- **TASK REQUIREMENTS**
Check each line of the data, and copy those where "bool" appears.

- **DATASET RECORDS**
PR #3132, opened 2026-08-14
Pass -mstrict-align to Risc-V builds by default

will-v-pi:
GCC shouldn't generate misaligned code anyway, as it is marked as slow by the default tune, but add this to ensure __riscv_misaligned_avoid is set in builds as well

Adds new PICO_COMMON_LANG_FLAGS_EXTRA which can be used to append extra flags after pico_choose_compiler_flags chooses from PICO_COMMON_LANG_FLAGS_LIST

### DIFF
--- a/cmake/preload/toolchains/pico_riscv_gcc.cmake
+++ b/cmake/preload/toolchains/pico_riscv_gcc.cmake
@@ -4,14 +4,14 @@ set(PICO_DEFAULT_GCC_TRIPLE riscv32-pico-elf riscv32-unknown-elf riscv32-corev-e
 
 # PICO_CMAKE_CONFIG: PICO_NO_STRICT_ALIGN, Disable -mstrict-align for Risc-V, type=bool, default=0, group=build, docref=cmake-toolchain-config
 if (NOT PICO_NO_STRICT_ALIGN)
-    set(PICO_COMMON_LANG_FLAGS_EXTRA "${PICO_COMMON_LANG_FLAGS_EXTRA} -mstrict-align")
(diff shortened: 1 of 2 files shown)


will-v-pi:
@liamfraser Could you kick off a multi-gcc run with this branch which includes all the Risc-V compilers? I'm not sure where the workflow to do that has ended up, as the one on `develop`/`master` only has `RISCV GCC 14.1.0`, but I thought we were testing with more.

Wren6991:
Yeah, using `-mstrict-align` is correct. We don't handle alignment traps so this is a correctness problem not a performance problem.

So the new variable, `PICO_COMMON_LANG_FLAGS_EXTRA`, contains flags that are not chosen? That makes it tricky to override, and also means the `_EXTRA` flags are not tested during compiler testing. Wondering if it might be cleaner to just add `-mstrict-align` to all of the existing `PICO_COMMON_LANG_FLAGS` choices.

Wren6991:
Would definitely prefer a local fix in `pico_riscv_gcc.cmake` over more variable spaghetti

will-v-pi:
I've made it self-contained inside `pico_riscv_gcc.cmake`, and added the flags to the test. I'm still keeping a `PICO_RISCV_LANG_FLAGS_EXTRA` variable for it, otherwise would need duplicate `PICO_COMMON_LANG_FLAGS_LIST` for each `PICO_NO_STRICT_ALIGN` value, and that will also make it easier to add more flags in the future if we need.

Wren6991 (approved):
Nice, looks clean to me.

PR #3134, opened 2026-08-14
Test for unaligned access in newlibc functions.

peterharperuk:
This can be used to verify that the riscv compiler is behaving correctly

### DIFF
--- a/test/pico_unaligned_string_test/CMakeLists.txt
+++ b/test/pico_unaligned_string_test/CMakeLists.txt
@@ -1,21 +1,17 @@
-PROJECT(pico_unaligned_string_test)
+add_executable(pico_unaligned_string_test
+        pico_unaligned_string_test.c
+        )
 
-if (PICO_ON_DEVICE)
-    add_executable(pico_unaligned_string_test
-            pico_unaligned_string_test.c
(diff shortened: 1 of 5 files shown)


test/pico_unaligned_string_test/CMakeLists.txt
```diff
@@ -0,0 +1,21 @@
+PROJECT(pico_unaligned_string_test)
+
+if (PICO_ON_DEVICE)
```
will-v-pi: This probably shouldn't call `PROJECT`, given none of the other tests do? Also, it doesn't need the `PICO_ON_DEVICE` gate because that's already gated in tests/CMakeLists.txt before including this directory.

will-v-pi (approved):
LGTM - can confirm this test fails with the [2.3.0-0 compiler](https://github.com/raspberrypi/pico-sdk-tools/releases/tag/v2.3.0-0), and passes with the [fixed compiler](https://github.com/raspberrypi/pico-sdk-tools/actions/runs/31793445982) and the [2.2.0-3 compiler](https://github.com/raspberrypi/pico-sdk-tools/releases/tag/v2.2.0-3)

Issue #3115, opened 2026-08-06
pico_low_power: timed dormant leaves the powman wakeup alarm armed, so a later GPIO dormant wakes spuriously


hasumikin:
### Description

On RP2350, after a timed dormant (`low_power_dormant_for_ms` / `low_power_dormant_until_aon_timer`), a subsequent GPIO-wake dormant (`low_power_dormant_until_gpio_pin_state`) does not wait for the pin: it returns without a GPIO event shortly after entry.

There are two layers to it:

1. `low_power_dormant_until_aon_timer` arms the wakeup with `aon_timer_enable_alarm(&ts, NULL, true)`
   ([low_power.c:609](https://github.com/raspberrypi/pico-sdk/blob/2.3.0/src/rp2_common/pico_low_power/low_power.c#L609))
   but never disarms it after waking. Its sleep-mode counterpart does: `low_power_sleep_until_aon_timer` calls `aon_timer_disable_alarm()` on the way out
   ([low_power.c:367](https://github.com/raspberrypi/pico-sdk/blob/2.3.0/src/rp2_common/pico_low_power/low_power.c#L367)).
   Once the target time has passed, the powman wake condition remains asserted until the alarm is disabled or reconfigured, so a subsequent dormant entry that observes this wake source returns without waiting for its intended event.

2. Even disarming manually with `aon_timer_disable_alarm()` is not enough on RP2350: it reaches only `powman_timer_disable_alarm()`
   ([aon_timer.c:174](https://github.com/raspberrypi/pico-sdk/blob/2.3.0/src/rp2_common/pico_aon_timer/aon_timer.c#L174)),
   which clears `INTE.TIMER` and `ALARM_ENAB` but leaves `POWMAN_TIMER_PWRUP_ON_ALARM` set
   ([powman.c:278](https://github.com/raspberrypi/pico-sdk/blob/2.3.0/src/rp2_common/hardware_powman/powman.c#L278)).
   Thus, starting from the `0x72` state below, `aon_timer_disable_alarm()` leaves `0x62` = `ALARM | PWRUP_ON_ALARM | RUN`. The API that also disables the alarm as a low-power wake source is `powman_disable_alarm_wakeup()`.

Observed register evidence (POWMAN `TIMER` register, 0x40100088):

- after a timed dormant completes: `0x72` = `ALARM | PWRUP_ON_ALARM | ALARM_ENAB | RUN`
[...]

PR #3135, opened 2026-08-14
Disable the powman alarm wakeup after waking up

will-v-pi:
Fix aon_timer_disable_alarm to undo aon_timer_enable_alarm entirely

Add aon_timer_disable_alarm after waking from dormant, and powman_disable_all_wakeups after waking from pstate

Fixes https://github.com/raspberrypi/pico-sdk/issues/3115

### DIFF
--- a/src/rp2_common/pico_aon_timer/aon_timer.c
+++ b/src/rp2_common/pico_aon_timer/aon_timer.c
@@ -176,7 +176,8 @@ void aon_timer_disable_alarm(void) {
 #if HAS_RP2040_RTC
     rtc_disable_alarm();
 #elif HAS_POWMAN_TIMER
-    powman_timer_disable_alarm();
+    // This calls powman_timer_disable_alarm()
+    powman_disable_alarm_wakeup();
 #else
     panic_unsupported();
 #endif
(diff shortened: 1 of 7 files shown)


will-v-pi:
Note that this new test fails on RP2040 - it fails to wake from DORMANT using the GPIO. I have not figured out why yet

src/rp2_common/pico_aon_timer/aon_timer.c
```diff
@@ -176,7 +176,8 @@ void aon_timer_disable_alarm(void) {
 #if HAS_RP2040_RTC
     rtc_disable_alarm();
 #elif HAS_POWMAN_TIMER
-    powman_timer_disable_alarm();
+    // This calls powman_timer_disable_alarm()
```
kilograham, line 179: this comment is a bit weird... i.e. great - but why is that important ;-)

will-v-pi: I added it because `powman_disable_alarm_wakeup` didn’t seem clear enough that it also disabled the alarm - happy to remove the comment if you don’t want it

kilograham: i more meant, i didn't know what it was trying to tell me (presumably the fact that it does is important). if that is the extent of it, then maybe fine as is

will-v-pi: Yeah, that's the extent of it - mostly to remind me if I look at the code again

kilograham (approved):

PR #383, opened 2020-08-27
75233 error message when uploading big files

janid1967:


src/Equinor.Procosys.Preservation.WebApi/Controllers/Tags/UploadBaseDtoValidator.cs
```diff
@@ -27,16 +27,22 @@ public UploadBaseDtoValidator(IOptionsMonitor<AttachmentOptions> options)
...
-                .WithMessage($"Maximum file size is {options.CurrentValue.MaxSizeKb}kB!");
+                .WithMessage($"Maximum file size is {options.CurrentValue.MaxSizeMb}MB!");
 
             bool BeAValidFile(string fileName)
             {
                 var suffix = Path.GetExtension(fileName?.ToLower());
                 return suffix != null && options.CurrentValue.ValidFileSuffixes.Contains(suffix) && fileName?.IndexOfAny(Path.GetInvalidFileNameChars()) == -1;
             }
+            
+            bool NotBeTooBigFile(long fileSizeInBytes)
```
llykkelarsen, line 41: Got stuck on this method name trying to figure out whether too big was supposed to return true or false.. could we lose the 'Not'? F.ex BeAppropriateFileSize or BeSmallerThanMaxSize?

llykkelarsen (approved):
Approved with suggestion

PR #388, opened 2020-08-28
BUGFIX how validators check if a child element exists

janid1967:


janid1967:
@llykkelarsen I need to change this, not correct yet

- **REPLY TO THE EXERCISE**
 # PICO_CMAKE_CONFIG: PICO_NO_STRICT_ALIGN, Disable -mstrict-align for Risc-V, type=bool, default=0, group=build, docref=cmake-toolchain-config
             bool BeAValidFile(string fileName)
+            bool NotBeTooBigFile(long fileSizeInBytes)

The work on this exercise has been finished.